Data extracted from a collection:
====

PR #1757, opened 2022-06-07
Feature/upgrade in future maintenance window

0xE282B0:
**Description**
Schedule upgrades in future maintenance window

- Adds `--scheduleAfter` parameter to cli
- KEB can schedule upgrades to maintenance windows later than the next one

**Related issue(s)**

[GHE/backlog#2480](https://github.tools.sap/kyma/backlog/issues/2480)

### DIFF
--- a/components/kyma-environment-broker/common/orchestration/dto.go
+++ b/components/kyma-environment-broker/common/orchestration/dto.go
@@ -103,9 +103,10 @@ type ParallelStrategySpec struct {
 
 // StrategySpec is the strategy part common for all orchestration trigger/status API
 type StrategySpec struct {
-	Type     StrategyType         `json:"type"`
-	Schedule ScheduleType         `json:"schedule,omitempty"`
-	Parallel ParallelStrategySpec `json:"parallel,omitempty"`
+	Type          StrategyType         `json:"type"`
+	Schedule      ScheduleType         `json:"schedule,omitempty"`
+	ScheduleAfter time.Time            `json:"scheduleAfter,omitempty"`
+	Parallel      ParallelStrategySpec `json:"parallel,omitempty"`
 }
 
 // TargetSpec is the targets part common for all orchestration trigger/status API
--- a/components/kyma-environment-broker/common/orchestration/dto.go
+++ b/components/kyma-environment-broker/common/orchestration/dto.go
@@ -93,6 +93,7 @@ type ScheduleType string
 
 const (
 	Immediate         ScheduleType = "immediate"
+	Now               ScheduleType = "now"
 	MaintenanceWindow ScheduleType = "maintenanceWindow"
 )
 
@@ -103,10 +104,11 @@ type ParallelStrategySpec struct {
 
 // StrategySpec is the strategy part common for all orchestration trigger/status API
 type StrategySpec struct {
-	Type          StrategyType         `json:"type"`
-	Schedule      ScheduleType         `json:"schedule,omitempty"`
-	ScheduleAfter time.Time            `json:"scheduleAfter,omitempty"`
-	Parallel      ParallelStrategySpec `json:"parallel,omitempty"`
+	Type              StrategyType `json:"type"`
+	Schedule          string       `json:"schedule,omitempty"`
+	ScheduleTime      time.Time
+	MaintenanceWindow bool                 `json:"maintenanceWindow,omitempty"`
+	Parallel          ParallelStrategySpec `json:"parallel,omitempty"`
 }
 
 // TargetSpec is the targets part common for all orchestration trigger/status API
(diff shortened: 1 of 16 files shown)


components/kyma-environment-broker/common/orchestration/dto.go
```diff
@@ -103,9 +103,10 @@ type ParallelStrategySpec struct {
 
 // StrategySpec is the strategy part common for all orchestration trigger/status API
 type StrategySpec struct {
-	Type     StrategyType         `json:"type"`
-	Schedule ScheduleType         `json:"schedule,omitempty"`
-	Parallel ParallelStrategySpec `json:"parallel,omitempty"`
+	Type          StrategyType         `json:"type"`
+	Schedule      ScheduleType         `json:"schedule,omitempty"`
```
ebensom, line 107: I'm thinking of the following (partially backwards incompatible) API change: 

- `MaintenanceWindow` should be a bool parameter, it can be omitted (default false).
- `Schedule` can be of value `immediate` (to keep backwards compatibility), `now` , or a specific parsable timestamp format.
- When neither the above parameters are specified, or only schedule=immediate/now is specified, the current default behavior is executed, i.e. all operations are executed immediately by the parallel strategy
- When schedule=maintenanceWindow is specified (using older version of KCP CLI), the request is rejected with 400 Bad request
- When MaintenanceWindow is set to true, the initial maintenance windows are resolved for each operation. If `Schedule` is set to a valid time, operations are scheduled after that timestamp. The reschedule logic in parallel strategy for maintenance window operations will also need to be readjusted. 
- When MaintenanceWindow is set to false and `Schedule` is set to a valid time, the maintenance window begin/end are not resolved, but the parallel strategy will enqueue all operations with .`AddAfter(Schedule)` 

The KCP CLI should be adjusted to accommodate these param changes: the `--schedule` should accept `immediate`, `now` or a valid timestamp parable into `time.Time`.

components/kyma-environment-broker/common/orchestration/strategies/parallel.go
```diff
@@ -221,8 +220,9 @@ func (p *ParallelOrchestrationStrategy) updateMaintenanceWindow(execID string, o
 		}
 
 		duration = time.Until(op.MaintenanceWindowBegin)
-
-	case orchestration.Immediate:
+	} else {
+		p.executor.Reschedule(id, strategy.ScheduleTime, strategy.ScheduleTime)
+		duration = time.Until(strategy.ScheduleTime)
```
ebensom, line 225: It does work well when `strategy.ScheduleTime.IsZero()`, right? So the duration is <= 0 in that case (could be checked on https://go.dev/play/)

tools/cli/pkg/command/upgrade.go
```diff
@@ -57,11 +62,24 @@ func (cmd *UpgradeCommand) ValidateTransformUpgradeOpts() error {
...
+		}
+		cmd.orchestrationParams.Strategy.Schedule = cmd.schedule
+	} else if _, err := time.Parse(time.RFC3339, cmd.schedule); err == nil {
+		cmd.orchestrationParams.Strategy.Schedule = cmd.schedule
 	} else {
 		return fmt.Errorf("invalid value for schedule: %s. Check kcp upgrade --help for more information", cmd.schedule)
 	}
 
+	// Validate schedule
+	if scheduleAfterParam, err := time.Parse("2006-12-31", string(cmd.scheduleAfter)); err != nil {
```
ebensom, line 77: I think we won't need to to attributes for parsing a schedule time. 
How about just the `orchestrationParams.Strategy.Schedule` is kept, and the `orchestrationParams.Strategy.ScheduleAfter` is dropped? And then for `orchestrationParams.Strategy.Schedule` we would support the following valid input:

- "now"
- "immediate"
- time.Parse("2006-12-31", ...
- time.Parse(time.RFC3339, ...

Also, in handler code and orchestration manager, we would just deal with this one attribute.

components/kyma-environment-broker/internal/orchestration/manager/manager.go
```diff
@@ -262,7 +262,7 @@ func (m *orchestrationManager) waitForCompletion(o *internal.Orchestration, stra
 			// handle the retrying ops during in progress orchestration
 			// use the existing resolved policy in op
 			numberOfNotFinished += numberOfRetrying
-			ops, err := m.factory.RetryOperations(o.OrchestrationID, o.Parameters.Strategy.Schedule, orchestration.MaintenancePolicy{}, false)
+			ops, err := m.factory.RetryOperations(o.OrchestrationID, o.Parameters.Strategy.ScheduleTime, o.Parameters.Strategy.MaintenanceWindow, orchestration.MaintenancePolicy{}, false)
```
ebensom, line 265: I would change the `factory.RetryOperations` interface to get the whole `o.Parameters` or `o.Parameters.Strategy` as one input instead of adding a new parameter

====

REQUIRED ACTION: Restate the data exactly, keeping every line intact.

SOLUTION TO THE EXERCISE:
PR #1757, opened 2022-06-07
Feature/upgrade in future maintenance window

0xE282B0:
**Description**
Schedule upgrades in future maintenance window

- Adds `--scheduleAfter` parameter to cli
- KEB can schedule upgrades to maintenance windows later than the next one

**Related issue(s)**

[GHE/backlog#2480](https://github.tools.sap/kyma/backlog/issues/2480)

### DIFF
--- a/components/kyma-environment-broker/common/orchestration/dto.go
+++ b/components/kyma-environment-broker/common/orchestration/dto.go
@@ -103,9 +103,10 @@ type ParallelStrategySpec struct {
 
 // StrategySpec is the strategy part common for all orchestration trigger/status API
 type StrategySpec struct {
-	Type     StrategyType         `json:"type"`
-	Schedule ScheduleType         `json:"schedule,omitempty"`
-	Parallel ParallelStrategySpec `json:"parallel,omitempty"`
+	Type          StrategyType         `json:"type"`
+	Schedule      ScheduleType         `json:"schedule,omitempty"`
+	ScheduleAfter time.Time            `json:"scheduleAfter,omitempty"`
+	Parallel      ParallelStrategySpec `json:"parallel,omitempty"`
 }
 
 // TargetSpec is the targets part common for all orchestration trigger/status API
--- a/components/kyma-environment-broker/common/orchestration/dto.go
+++ b/components/kyma-environment-broker/common/orchestration/dto.go
@@ -93,6 +93,7 @@ type ScheduleType string
 
 const (
 	Immediate         ScheduleType = "immediate"
+	Now               ScheduleType = "now"
 	MaintenanceWindow ScheduleType = "maintenanceWindow"
 )
 
@@ -103,10 +104,11 @@ type ParallelStrategySpec struct {
 
 // StrategySpec is the strategy part common for all orchestration trigger/status API
 type StrategySpec struct {
-	Type          StrategyType         `json:"type"`
-	Schedule      ScheduleType         `json:"schedule,omitempty"`
-	ScheduleAfter time.Time            `json:"scheduleAfter,omitempty"`
-	Parallel      ParallelStrategySpec `json:"parallel,omitempty"`
+	Type              StrategyType `json:"type"`
+	Schedule          string       `json:"schedule,omitempty"`
+	ScheduleTime      time.Time
+	MaintenanceWindow bool                 `json:"maintenanceWindow,omitempty"`
+	Parallel          ParallelStrategySpec `json:"parallel,omitempty"`
 }
 
 // TargetSpec is the targets part common for all orchestration trigger/status API
(diff shortened: 1 of 16 files shown)


components/kyma-environment-broker/common/orchestration/dto.go
```diff
@@ -103,9 +103,10 @@ type ParallelStrategySpec struct {
 
 // StrategySpec is the strategy part common for all orchestration trigger/status API
 type StrategySpec struct {
-	Type     StrategyType         `json:"type"`
-	Schedule ScheduleType         `json:"schedule,omitempty"`
-	Parallel ParallelStrategySpec `json:"parallel,omitempty"`
+	Type          StrategyType         `json:"type"`
+	Schedule      ScheduleType         `json:"schedule,omitempty"`
```
ebensom, line 107: I'm thinking of the following (partially backwards incompatible) API change: 

- `MaintenanceWindow` should be a bool parameter, it can be omitted (default false).
- `Schedule` can be of value `immediate` (to keep backwards compatibility), `now` , or a specific parsable timestamp format.
- When neither the above parameters are specified, or only schedule=immediate/now is specified, the current default behavior is executed, i.e. all operations are executed immediately by the parallel strategy
- When schedule=maintenanceWindow is specified (using older version of KCP CLI), the request is rejected with 400 Bad request
- When MaintenanceWindow is set to true, the initial maintenance windows are resolved for each operation. If `Schedule` is set to a valid time, operations are scheduled after that timestamp. The reschedule logic in parallel strategy for maintenance window operations will also need to be readjusted. 
- When MaintenanceWindow is set to false and `Schedule` is set to a valid time, the maintenance window begin/end are not resolved, but the parallel strategy will enqueue all operations with .`AddAfter(Schedule)` 

The KCP CLI should be adjusted to accommodate these param changes: the `--schedule` should accept `immediate`, `now` or a valid timestamp parable into `time.Time`.

components/kyma-environment-broker/common/orchestration/strategies/parallel.go
```diff
@@ -221,8 +220,9 @@ func (p *ParallelOrchestrationStrategy) updateMaintenanceWindow(execID string, o
 		}
 
 		duration = time.Until(op.MaintenanceWindowBegin)
-
-	case orchestration.Immediate:
+	} else {
+		p.executor.Reschedule(id, strategy.ScheduleTime, strategy.ScheduleTime)
+		duration = time.Until(strategy.ScheduleTime)
```
ebensom, line 225: It does work well when `strategy.ScheduleTime.IsZero()`, right? So the duration is <= 0 in that case (could be checked on https://go.dev/play/)

tools/cli/pkg/command/upgrade.go
```diff
@@ -57,11 +62,24 @@ func (cmd *UpgradeCommand) ValidateTransformUpgradeOpts() error {
...
+		}
+		cmd.orchestrationParams.Strategy.Schedule = cmd.schedule
+	} else if _, err := time.Parse(time.RFC3339, cmd.schedule); err == nil {
+		cmd.orchestrationParams.Strategy.Schedule = cmd.schedule
 	} else {
 		return fmt.Errorf("invalid value for schedule: %s. Check kcp upgrade --help for more information", cmd.schedule)
 	}
 
+	// Validate schedule
+	if scheduleAfterParam, err := time.Parse("2006-12-31", string(cmd.scheduleAfter)); err != nil {
```
ebensom, line 77: I think we won't need to to attributes for parsing a schedule time. 
How about just the `orchestrationParams.Strategy.Schedule` is kept, and the `orchestrationParams.Strategy.ScheduleAfter` is dropped? And then for `orchestrationParams.Strategy.Schedule` we would support the following valid input:

- "now"
- "immediate"
- time.Parse("2006-12-31", ...
- time.Parse(time.RFC3339, ...

Also, in handler code and orchestration manager, we would just deal with this one attribute.

components/kyma-environment-broker/internal/orchestration/manager/manager.go
```diff
@@ -262,7 +262,7 @@ func (m *orchestrationManager) waitForCompletion(o *internal.Orchestration, stra
 			// handle the retrying ops during in progress orchestration
 			// use the existing resolved policy in op
 			numberOfNotFinished += numberOfRetrying
-			ops, err := m.factory.RetryOperations(o.OrchestrationID, o.Parameters.Strategy.Schedule, orchestration.MaintenancePolicy{}, false)
+			ops, err := m.factory.RetryOperations(o.OrchestrationID, o.Parameters.Strategy.ScheduleTime, o.Parameters.Strategy.MaintenanceWindow, orchestration.MaintenancePolicy{}, false)
```
ebensom, line 265: I would change the `factory.RetryOperations` interface to get the whole `o.Parameters` or `o.Parameters.Strategy` as one input instead of adding a new parameter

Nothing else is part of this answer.